● WHAT YOU NEED TO DO:
Once you reach the line containing "instability made the" in the entries below, write out that line and each one after it down to the line containing "--- a/stdlib/Printf/src/Printf.jl", exactly and with nothing added.

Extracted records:

BEGIN

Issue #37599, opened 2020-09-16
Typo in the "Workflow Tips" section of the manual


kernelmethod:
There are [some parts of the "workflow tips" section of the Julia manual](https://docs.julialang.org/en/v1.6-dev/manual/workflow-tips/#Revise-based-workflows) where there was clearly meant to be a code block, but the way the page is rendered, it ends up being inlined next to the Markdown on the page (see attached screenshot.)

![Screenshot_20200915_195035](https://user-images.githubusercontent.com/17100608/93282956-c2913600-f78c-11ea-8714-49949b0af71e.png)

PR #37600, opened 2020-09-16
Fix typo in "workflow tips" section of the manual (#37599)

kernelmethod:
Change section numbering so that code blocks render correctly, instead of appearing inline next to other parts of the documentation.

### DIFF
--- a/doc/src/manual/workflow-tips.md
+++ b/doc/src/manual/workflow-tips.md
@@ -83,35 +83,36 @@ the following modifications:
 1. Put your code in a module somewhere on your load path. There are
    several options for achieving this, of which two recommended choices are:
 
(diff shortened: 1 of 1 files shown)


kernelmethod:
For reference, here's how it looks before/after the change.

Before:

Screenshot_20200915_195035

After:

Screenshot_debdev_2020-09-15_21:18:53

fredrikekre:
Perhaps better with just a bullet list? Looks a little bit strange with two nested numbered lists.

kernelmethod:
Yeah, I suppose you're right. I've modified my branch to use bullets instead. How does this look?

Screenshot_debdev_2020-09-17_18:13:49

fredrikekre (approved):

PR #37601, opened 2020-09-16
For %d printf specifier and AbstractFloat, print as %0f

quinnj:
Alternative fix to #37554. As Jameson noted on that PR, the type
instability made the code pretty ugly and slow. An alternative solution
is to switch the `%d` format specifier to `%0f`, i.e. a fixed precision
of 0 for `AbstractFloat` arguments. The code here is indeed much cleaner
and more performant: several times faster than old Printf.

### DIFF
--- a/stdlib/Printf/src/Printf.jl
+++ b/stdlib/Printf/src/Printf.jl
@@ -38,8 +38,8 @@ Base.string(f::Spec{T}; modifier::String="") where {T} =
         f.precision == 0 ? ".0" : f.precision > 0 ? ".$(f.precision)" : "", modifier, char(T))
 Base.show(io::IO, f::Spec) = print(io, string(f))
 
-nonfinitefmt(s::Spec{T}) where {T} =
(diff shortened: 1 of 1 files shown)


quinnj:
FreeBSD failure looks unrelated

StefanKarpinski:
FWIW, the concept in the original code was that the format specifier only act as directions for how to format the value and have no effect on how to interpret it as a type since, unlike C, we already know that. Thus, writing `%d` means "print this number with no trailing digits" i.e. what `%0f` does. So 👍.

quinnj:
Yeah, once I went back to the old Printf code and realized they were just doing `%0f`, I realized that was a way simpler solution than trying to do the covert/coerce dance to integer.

END

● COMPLETED EXERCISE:
instability made the code pretty ugly and slow. An alternative solution
is to switch the `%d` format specifier to `%0f`, i.e. a fixed precision
of 0 for `AbstractFloat` arguments. The code here is indeed much cleaner
and more performant: several times faster than old Printf.

### DIFF
--- a/stdlib/Printf/src/Printf.jl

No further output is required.